Fill in the blanks with whatever characteristics you choose: “old,” “small,” “fat,” “a parent of twelve.” There are a lot of people out there who aren’t completely sure that the gentle art of chokey-breaky is for them. And to be fair, as much as we like to preach that it is, jiu-jitsu isn’t for everyone. But there’s no need to disqualify yourself before you give it a try.

Jiu-jitsu is a shockingly adaptable martial art. Young children and senior citizens alike can be found on the mats. The freakishly athletic 21-year-old may be tearing it up in competitions, but busy parents who don’t have time for more than a class a week can still find relief on the mats.
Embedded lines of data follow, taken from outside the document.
PR #901, opened 2026-08-31
perf(merge): merge posting lists instead of re-analysing every document (#876)

### LINKED ISSUE #876: Merge re-analyzes every document instead of merging postings — post-index churn ran 40+ min at ~110% CPU on a 154 MB corpus

xerj-org:
## What was wrong

A merged segment's postings **are** its inputs' postings with the document ids
remapped. Nothing about them depends on the source text:
`FtsIndexWriter::write_field_static` has always taken a `FieldData` whose
`postings` is a `PostingsWriter`, and `PostingsWriter`'s ingest unit has always
been a `(term, doc, position)` occurrence — never a document. No analyzer is
needed anywhere in the segment writer.

`merge_pass_locked` (`engine/crates/xerj-engine/src/index.rs:10450`) did not use
that. It walked back to every surviving document's stored `_source`, rebuilt
`fts_input: Vec<(String, HashMap<String, FieldValues>, Value)>` through
`extract_fts_fields_excluding`, and re-ran the whole analyzer chain via
`add_documents_parallel` — recomputing postings that were already on disk and
already correct, while holding a second copy of every indexed field's *text*.
Under size-tiered levelling each document is merged O(log N) times, so total
merge work approaches (analysis cost of the corpus) × (number of levels).

This is **Step 1 only** of the design on the issue. Step 2 (byte-copying posting
runs through an `OpBuilder::union`, Lucene's `FieldsConsumer.merge` bulk path)
is deliberately out of scope and remains open.

## What changed

**`FtsIndexWriter::merge_from_segments`** (new, `xerj-fts`) builds each merged
field by streaming each input's FST, decoding its posting lists with
`PostingsReader`, remapping doc ids through a caller-supplied `doc_map`
(tombstoned and superseded documents map to `None`), and handing each
`(source, term)` run to the writer in one call. `write_field_static` is reused
verbatim. **No on-disk format change, no change to the flush path's output.**

Three things had to be got exactly right:

- **Norms.** `norm_u16_to_u8` is lossy and *not* invertible — byte 9
  dequantises to length 8, which re-quantises to byte 8 — so reading lengths
  back out of a source segment and re-quantising them would move BM25 length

Para athletes can succeed both in their goals at the gym and in competition. People of all genders, cultures, and backgrounds train, and while many do eventually fade away, plenty of others make it all the way to that coveted black belt and beyond.
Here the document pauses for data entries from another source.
PR #15, opened 2020-07-18
Set up CI with Azure Pipelines

pingzing:
Sets up some basic CI in Azure DevOps. You can see [how it turned out here](https://dev.azure.com/mcalistern/offprint-fork/_build).

A few caveats:
 * Tests in both frontend and backend fail. Backend because they're just default tests, frontend because the test agent isn't running an X server, and can't run the tests. I left the tests enabled for now, because ¯\\\_(ツ)_/¯
* Part of the backend CI process fetches and runs MongoDB in a docker container, which isn't _strictly_ necessary, as it never actually runs the backend. But in the future, if any of the integration tests require a database, it's nice to have it there.
* `node_modules` is cached using [DevOps' caching feature](https://docs.microsoft.com/en-us/azure/devops/pipelines/release/caching?view=azure-devops). It saves about ~20s per build.
* I didn't even sketch out a deploy task, because I have nooooo idea what the deploy process would look like. But fundamentally, I'd probably divide the build process into two `stage`s, and publish artifacts from the "build" stage to a theoretical "deploy" stage, then send it off to Digital Ocean, or wherever.

### DIFF
--- a/.azure-pipelines/azure-pipelines-backend.yml
+++ b/.azure-pipelines/azure-pipelines-backend.yml
@@ -16,10 +16,9 @@ steps:
       versionSpec: '12.17.0'
     displayName: 'Install Node.js 12.17.0'
 
-  - script: |
-      yarn global add @angular/cli@8.3.21
-      yarn global add @nestjs/cli@6.12.6
-      yarn global add typescript@3.7.2 
+  - script: |      
+      yarn global add @nestjs/cli@7.1.5
+      yarn global add typescript@3.8.3
     displayName: 'Install global tools'
 
   - script: |
--- a/.azure-pipelines/azure-pipelines-backend.yml
+++ b/.azure-pipelines/azure-pipelines-backend.yml
@@ -1,0 +1,50 @@
+trigger:
+  branches:
+    include:
+      - master
+  paths:
+    exclude: 
+      - /frontend
+      - /.azure-pipelines/azure-pipelines-frontend.yml
+
+pool:
+  vmImage: 'ubuntu-latest'
+
+steps: 
+  - task: NodeTool@0
+    inputs:
+      versionSpec: '12.17.0'
+    displayName: 'Install Node.js 12.17.0'
+
+  - script: |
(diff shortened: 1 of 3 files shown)


nisamson:
I think there's a hint that a Docker file might be good for the project overall

.azure-pipelines/azure-pipelines-backend.yml
```diff
@@ -0,0 +1,50 @@
...
+steps: 
+  - task: NodeTool@0
+    inputs:
+      versionSpec: '12.17.0'
+    displayName: 'Install Node.js 12.17.0'
+
+  - script: |
+      yarn global add @angular/cli@8.3.21
+      yarn global add @nestjs/cli@6.12.6
+      yarn global add typescript@3.7.2
```
Figments: Sorry about this! Check the README for updated versions of Angular, Nest, and TypeScript.

.azure-pipelines/azure-pipelines-frontend.yml
```diff
@@ -0,0 +1,48 @@
...
+
+steps:
+- task: NodeTool@0
+  inputs:
+    versionSpec: '12.17.0'
+  displayName: 'Install Node.js 12.17.0'
+
+- script: |
+    yarn global add @angular/cli@8.3.21    
+    yarn global add typescript@3.7.2
```
Figments: Same goes for this one

.azure-pipelines/azure-pipelines-backend.yml
pingzing: Updated. Also removed Angular, as the backend doesn't use it.

.azure-pipelines/azure-pipelines-frontend.yml
pingzing: Updated.

pingzing:
That'll teach me to trust a readme instead of the actual code =P

Figments:
Alright, looks good! 

Merging.

PR #18, opened 2020-07-19
Added Dockerfile with docker-compose for simple dev deployment

nisamson:
Run `docker-compose up` to launch the the service. Set up to allow rapid rebuilds by mounting the source directory rather than baking it into the image.


Figments:
Looks good! Let's merge.

PR #19, opened 2020-07-19
Added Docker section to README; added sample.env for rapid env setup

nisamson:
Added a small set of instructions to get a dev environment up and running with only a few steps.


Figments:
Looks good! Merging now.

PR #28, opened 2020-07-23
Remove last traces of old native module approach

pingzing:
A few stray pieces that we don't need anymore.


Figments (approved):
Looks good.

PR #32, opened 2020-07-25
Expose debugging ports, add Neon CLI to Dockerfile

pingzing:


Figments (commented):
The last file says it should be removed, and since you already ran the benchmarks, is this still necessary to keep around?

pingzing:
Oops, missed that when doing cleanup. Yep, fixed now.

PR #33, opened 2020-07-29
Add invite code stuff

### LINKED ISSUE #22: Make sure invite codes are ready to go by launch
Invites must be manually created and added to the database.

pingzing:
Closes #22.

Argh, my autoformatter added spaces to all the inline object braces. Try to ignore the noise =/


frontend/src/app/models/users/create-user.model.ts
```diff
@@ -2,4 +2,5 @@ export interface CreateUser {
     readonly email: string;
     readonly username: string;
     readonly password: string;
+    readonly inviteCode?: string;
```
pingzing, line 5: Nullable so it's safe to remove later

yes I know MongoDB is schemaless _old habits die hard okay_

src/db/users/users.service.ts
```diff
@@ -1,38 +1,59 @@
 import { Injectable, ConflictException, BadRequestException, InternalServerErrorException } from '@nestjs/common';
 import { InjectModel } from '@nestjs/mongoose';
 import { Model } from 'mongoose';
-import { isNullOrUndefined } from 'util';
 import { hash, argon2id } from 'argon2';
 import * as sanitize from 'sanitize-html';
 import validator from 'validator';
-
 import * as models from './models';
+import { isNullOrUndefined } from '../../util/validation';
```
pingzing, line 9: The version bundled with Node is deprecated, apparently.

src/db/users/users.service.ts
```diff
@@ -1,38 +1,59 @@
...
-            const existingEmail = await this.userModel.findOne({email: sanitize(newUserInfo.email)});
-
-            if (isNullOrUndefined(existingUsername) && isNullOrUndefined(existingEmail)) {
-                const newUser = new this.userModel(newUserInfo);
-                return await newUser.save();         
-            } else {
-                throw new ConflictException('Someone already has your username or email. Try another combination.');
-            }
-        } else {
+        if (!newUserInfo.inviteCode) {
```
pingzing, line 27: In addition to the extra validation, I reworked this to use the early return pattern. I tend to prefer it in validation-heavy stuff, because then the success value is always at the very bottom of the function.

src/db/users/users.service.ts
```diff
@@ -151,11 +172,11 @@ export class UsersService {
...
      */
     async changeNameAndEmail(userId: string, newNameAndEmail: models.ChangeNameAndEmail): Promise<models.User> {
-        const existingUsername = await this.userModel.findOne({username: sanitize(newNameAndEmail.username)});
-        const existingEmail = await this.userModel.findOne({email: sanitize(newNameAndEmail.email)});
+        const existingUsername = await this.userModel.findOne({ username: sanitize(newNameAndEmail.username) });
+        const existingEmail = await this.userModel.findOne({ email: sanitize(newNameAndEmail.email) });
 
-        if (isNullOrUndefined(existingUsername) || isNullOrUndefined(existingEmail)) {
-            return await this.userModel.findOneAndUpdate({"_id": userId}, {"email": newNameAndEmail.email,"username": newNameAndEmail.username});
+        if (isNullOrUndefined(existingUsername) && isNullOrUndefined(existingEmail)) {
```
pingzing, line 181: This is a behavior change. Can you double-check to make sure it makes sense?

src/util/validation.ts
```diff
@@ -0,0 +1,8 @@
+/**
+ * Checks whether a value is null or undefined. Replaces
+ * Node's util.isNullOrUndefined.
+ * @param value The value to check for null-or-undefinedness.
+ */
+export function isNullOrUndefined(value: any): boolean {
```
pingzing, line 6: whee, one line functions. thanks Node, I love it

src/db/users/users.service.ts
Figments: Originally it was set to `&&` but the problem is that it means *both* the username and email cannot already exist, meaning if a user is only changing their username and NOT their email, this wouldn't work, as it's supposed to replace both of them in one go (using any pre-existing values accordingly).

We should probably investigate that at a later date, because emails/usernames should be unique, but the method by which either one is updated (or both for that matter) should probably be done different to avoid these situations.

Figments (approved):
Alrighty, everything looks good to go!

PR #34, opened 2020-07-30
Added search functions

nisamson:
I think this is about where I'm going to have to leave things for now; I've got a lot of work stuff coming up. The search functionality should be correct, but it's not hooked up to the API.

In the future, we really need to figure out caching for searches; as is, this is going to be pretty expensive computationally.


Figments (approved):
Everything looks good. Merging.

PR #44, opened 2020-08-05
Add auto-refresh on 401

pingzing:


frontend/src/app/services/auth/auth.guard.ts
```diff
@@ -27,7 +27,7 @@ export class AuthGuard implements CanActivate, CanActivateChild {
     if (currentUser && currentUser.token) {
       if (this.helper.isTokenExpired(currentUser.token)) {
         this.authService.refreshToken().pipe(first()).subscribe(isValid => {
-          return isValid;
+          return isValid !== null;
```
pingzing, line 30: The reason we need to double-click on things when our refresh token expires is because this observable has no subscribers. This `canActivate()` should probably return an `Observable<boolean>`. https://stackoverflow.com/a/50143721/1639835 seems to have a good idea here.

frontend/src/app/services/auth/auth.guard.ts
```diff
@@ -53,7 +53,7 @@ export class AuthGuard implements CanActivate, CanActivateChild {
...
```
pingzing, line 56: ditto above

Figments (approved):
Looks good! I'll take a look at the frontend auth guard to see what's up.

PR #45, opened 2020-08-06
Add favicon, improve Beatriz hero image, improve theme handling

pingzing:


frontend/src/app/components/beatriz-hero/beatriz-hero.component.less
```diff
@@ -0,0 +1,9 @@
+.outline {
```
pingzing, line 1: These get used in the SVG

Figments (approved):
All looks good!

Obviously, there are some health conditions that make jiu-jitsu dangerous or extremely physically difficult. If you have an existing health concern that you believe would cause difficulties or harm to you if you started jiu-jitsu, talk with your doctor before you come try it out.

Most qualities, though, aren’t dealbreakers that decide whether or not jiu-jitsu could be for you. There’s no right or wrong time to start; plenty of beginners are very overweight and out of shape when they walk in the door. You’re not too old or too small or “too” anything. Somewhere on your BJJ journey, you’re likely to meet someone remarkably similar to you, and you’ll realize that you were anything but alone in starting your journey despite being _____ and _______.

Look, come in and try a class. If you don’t like it, you never have to go back. But if you’re right on the edge of taking a trial class and the only thing holding you back are your assumed limitations, take the leap and do it anyway. At the least, you’ll never have to wonder “What if?” At the most, you’ll end up with a fun hobby that helps you form goals and friendships with people who are both just like you and nothing like you at all. Everyone you’ll ever meet has their own “_____ and _______” they have to contend with when they start something new. If you summon the courage to just try, even once, that in itself is a victory no matter who you are.